DATA LISTING section start
PR #127, opened 2020-02-15
Require pll48clk

TeXitoi:
Tested here, and ported my keyboard using this. Working as expected.

https://github.com/TeXitoi/keyberon-f4/commit/3375e744b7fb6cd476455a52bd423f4f08184d41

So, writing this with this code.

Some hand testing:

```
            .use_hse(25_000.khz())
            .sysclk(84.mhz())
            .require_pll48clk() // same without this

Clocks {
    hclk: Hertz(
        84000000,
    ),
    pclk1: Hertz(
        42000000,
    ),
    pclk2: Hertz(
        84000000,
    ),
    ppre1: 2,
    ppre2: 1,
    sysclk: Hertz(
        84000000,
    ),
    pll48clk: Some(
        Hertz(
            48000000,
        ),
    ),
}

            .use_hse(25_000.khz())
            .sysclk(83.mhz())
            .require_pll48clk()

clocks = Clocks {
    hclk: Hertz(
        84000000,
    ),
    pclk1: Hertz(
        42000000,
    ),
    pclk2: Hertz(
        84000000,
    ),
    ppre1: 2,
    ppre2: 1,
    sysclk: Hertz(
        84000000,
    ),
    pll48clk: Some(
        Hertz(
            48000000,
        ),
    ),
}


            .use_hse(25_000.khz())
            .sysclk(83.mhz())
            //.require_pll48clk()

clocks = Clocks {
    hclk: Hertz(
        83000000,
    ),
    pclk1: Hertz(
        41500000,
    ),
    pclk2: Hertz(
        83000000,
    ),
    ppre1: 2,
    ppre2: 1,
    sysclk: Hertz(
        83000000,
    ),
    pll48clk: Some(
        Hertz(
            47428571,
        ),
    ),
}


            .use_hse(25_001.khz())
            .sysclk(83.mhz())
            .require_pll48clk()

clocks = Clocks {
    hclk: Hertz(
        83857494,
    ),
    pclk1: Hertz(
        41928747,
    ),
    pclk2: Hertz(
        83857494,
    ),
    ppre1: 2,
    ppre2: 1,
    sysclk: Hertz(
        83857494,
    ),
    pll48clk: Some(
        Hertz(
            47918568,
        ),
    ),
}


            .use_hse(25_001.khz())
            .sysclk(83.mhz())
            //.require_pll48clk()

clocks = Clocks {
    hclk: Hertz(
        82989404,
    ),
    pclk1: Hertz(
        41494702,
    ),
    pclk2: Hertz(
        82989404,
    ),
    ppre1: 2,
    ppre2: 1,
    sysclk: Hertz(
        82989404,
    ),
    pll48clk: Some(
        Hertz(
            47422516,
        ),
    ),
}
```

But I can't make the usb_serial example working, it hangs on my dev board in cortex-m-rt in `pre_init`. I don't have any idea why. Tried several things without any success. @Disasm maybe you have an idea?

### DIFF
--- a/.travis.yml
+++ b/.travis.yml
@@ -19,4 +19,4 @@ install:
 
 script:
   - tools/check.py $COMMAND
-  - cargo build --examples --features=stm32f411,rt --release
+  - cargo build --examples --features=stm32f401,rt,usb_fs --release
--- a/src/rcc.rs
+++ b/src/rcc.rs
@@ -18,6 +18,7 @@ impl RccExt for RCC {
                 pclk1: None,
                 pclk2: None,
                 sysclk: None,
+                pll48clk: false,
             },
         }
     }
@@ -36,6 +37,7 @@ pub struct CFGR {
     pclk1: Option<u32>,
     pclk2: Option<u32>,
     sysclk: Option<u32>,
+    pll48clk: bool,
 }
 
 impl CFGR {
@@ -81,12 +83,18 @@ impl CFGR {
         self
     }
 
-    fn pll_setup(&self) -> (bool, u32)
-    {
-        let rcc = unsafe { &*RCC::ptr() };
+    pub fn require_pll48clk(mut self) -> Self {
+        self.pll48clk = true;
+        self
+    }
 
+    fn pll_setup(&self) -> (bool, bool, u32, Option<Hertz>) {
         let pllsrcclk = self.hse.unwrap_or(HSI);
         let sysclk = self.sysclk.unwrap_or(pllsrcclk);
+        let sysclk_on_pll = sysclk != pllsrcclk;
+        if !sysclk_on_pll && !self.pll48clk {
+            return (false, false, sysclk, None);
+        }
 
         // Sysclk output divisor must be one of 2, 4, 6 or 8
         let sysclk_div = core::cmp::min(8, (432_000_000 / sysclk) & !1);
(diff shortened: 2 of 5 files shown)


Disasm:
@TeXitoi Sorry for the late feedback, but I wonder what is the reason behind this getter for the PLL48 clock frequency? This frequency seems to be comparable with the only frequency, why not to make just a boolean field?

Re usb-serial example: have you tried setting HSE to 25 MHz instead of 8?

TeXitoi:
Because with certain crystal, you might not have the exact frequency, and you can check if the deviation is acceptable. USB clock should be precise with a 0.25% precision, thus a small deviation should be OK.

I just tried the version committed, bit it hang strangely before main. I don't see the dbg on the openocd console. That's may only be some miss configuration somewhere.

Disasm:
Well, usb_serial example works for me (f401-black-pill board) with this patch:
```diff
diff --git a/examples/usb_serial.rs b/examples/usb_serial.rs
index 97b49cb..d91245f 100644
--- a/examples/usb_serial.rs
+++ b/examples/usb_serial.rs
@@ -21,7 +21,7 @@ fn main() -> ! {
 
     let clocks = rcc
         .cfgr
-        .use_hse(8.mhz())
+        .use_hse(25.mhz())
         .sysclk(83.mhz())
         .pclk1(24.mhz())
         .require_pll48clk()
```

Without this patch MCU hangs and even openocd can't connect, so I have to enter the bootloader first and then flash.

Disasm:
> Because with certain crystal, you might not have the exact frequency, and you can check if the deviation is acceptable. USB clock should be precise with a 0.25% precision, thus a small deviation should be OK.

If this requirement is documented, maybe we should check this instead of transferring the problem to user?

.travis.yml
```diff
@@ -2,7 +2,6 @@ language: rust
 rust:
   - stable
   - nightly
-cache: cargo
```
therealprof: Why remove the cargo cache?

TeXitoi:
OK, same problem, so it was just that.

.travis.yml
TeXitoi: 1:07 with, 37min without

TeXitoi:
I can add an assert @Disasm if you want. A method `check_pll48clk` on Clocks? And an assert on it if you require pll48?

Disasm:
@TeXitoi maybe `pll48clk_valid() -> bool` that does this bound check

TeXitoi:
I tried to cut the work in independent commit so I can remove any one if you want (came go cache, rust fmt...)

TeXitoi:
OK, I'll add the method and assert when I'll have the time, hopefully this evening.

TeXitoi:
example corrected and `Clocks::is_pll48clk_valid` + assert

.travis.yml
therealprof: That is unexpected and weird. I don't see any reason why it would be faster without.

We can certainly experiment with that but please let's keep it out of this PR.

TeXitoi:
I've also removed it on structopt. Big cache is too slow for Travis, and rust generate big cache. It can be a bit better if you do very custom cache selection, but, for example in nightly, it's always worst as the cache is only used one day.

I'll remove the commit in the hour.

therealprof:
I just checked Travis and I see what you mean. Indeed the Travis caching implementation for Rust is not ideal (e.g. it would make sense to remove old versions of the dependencies before storing the cache) so it grows rapidly and thus causing a slow down. OTOH removing it completely is not ideal either as it may cause crates.io overload to fail compilation.

Is just removing the cache line actually enough? Shouldn't it be explicitly set to false?

TeXitoi:
According to the timing, removing the line is enough. We can also purge the cache in the Travis interface.

TeXitoi:
So, should I remove the commit?

therealprof:
I've already purged the cache. I'm fine with disabling the cache but please remove the commit from this PR and let's do that separately.

TeXitoi:
removed

src/rcc.rs
```diff
@@ -96,43 +104,61 @@ impl CFGR {
...
-                    .plln()
-                    .bits(plln as u16)
-                    .pllp()
-                    .bits(pllp as u8)
-                    .pllsrc()
-                    .bit(self.hse.is_some())
-            });
-
-            (true, sysclk)
+        let pllq = (vco_in * plln) / 48_000_001 + 1;
```
therealprof: Why 48_000_001?

TeXitoi: Else you have to check for the case with exact division

src/rcc.rs
```diff
@@ -341,28 +371,36 @@ impl CFGR {
...
+
+        clocks
     }
 }
 
 /// Frozen clock frequencies
 ///
 /// The existence of this value indicates that the clock configuration can no longer be changed
-#[derive(Clone, Copy)]
+#[derive(Clone, Copy, Debug)]
```
therealprof: Not a big fan of uneccessary `Debug` derives in embedded. They have the nasty tendency to massively blow up the generated code by accident.

TeXitoi: There is a dedicated commit on this ;-)

src/rcc.rs
TeXitoi: (i.e. we want to round upward, and adding 1 to the target division allow to round upward without test with a +1)

TeXitoi:
Debug removed

src/rcc.rs
Disasm: Counterexample: `96_000_001 // 48_000_001 + 1 == 2`, should be 3
I think this should be something like `(A + N - 1) / N`

TeXitoi: That's so frustrating to not have the possibility to make unit tests :-(

TeXitoi: fixed thanks!

src/rcc.rs
TeXitoi: Removed

TeXitoi:
@therealprof @Disasm Anything blocking on this? I think I've fixed every remarks.

src/rcc.rs
```diff
@@ -395,4 +433,18 @@ impl Clocks {
...
         self.sysclk
     }
+
+    /// Returns the frequency of the PLL48 clock line
+    pub fn pll48clk(&self) -> Option<Hertz> {
+        self.pll48clk
+    }
+
+    /// Returns true if the PLL48 clock is within USB
+    /// specifications. It is required to use the USB functionnality.
```
Disasm:
```suggestion
    /// specifications. It is required to use the USB functionality.
```

Disasm:
I'd rather added an example for one of the Nucleo boards, I believe they are more common than "generic STM32f401 development board". Other alternatives:
1. Add a link to this board so it becomes less generic
2. Remove the code that uses an LED on PC13 to make this example more generic

Also an `[[example]]` section in `Cargo.toml` will not hurt.

therealprof:
If you could fix the last nit and are happy with the commit structure, I think this is good to go.

TeXitoi:
For the example, that's because that's the only stm32f4 that I have. I can change it to whatever, as you wish

TeXitoi:
@Disasm I don't get the [[example]] thing, what do you want?

src/rcc.rs
TeXitoi: done

TeXitoi:
For the example, I've removed the LED and put:
```rust
 //! Target board: generic STM32f401 development board 
```
at the beginning of the file

Only the example thing, but I don't really know what to do. The commit structure is OK for me. It can also be squashed in a unique commit, I don't really care.

Disasm:
>  @Disasm I don't get the [[example]] thing, what do you want?

@TeXitoi I mean something like this:
https://github.com/stm32-rs/stm32f0xx-hal/blob/master/Cargo.toml#L91-L93
Other examples to not require the `usb_fs` feature (and they are for `stm32f411` as far as I can see).

TeXitoi:
examples in cargo.toml done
DATA LISTING section end
YOUR INSTRUCTIONS: In how many lines of the listing does the word "fixed" appear? Give the number by itself.

YOUR SOLUTION: 2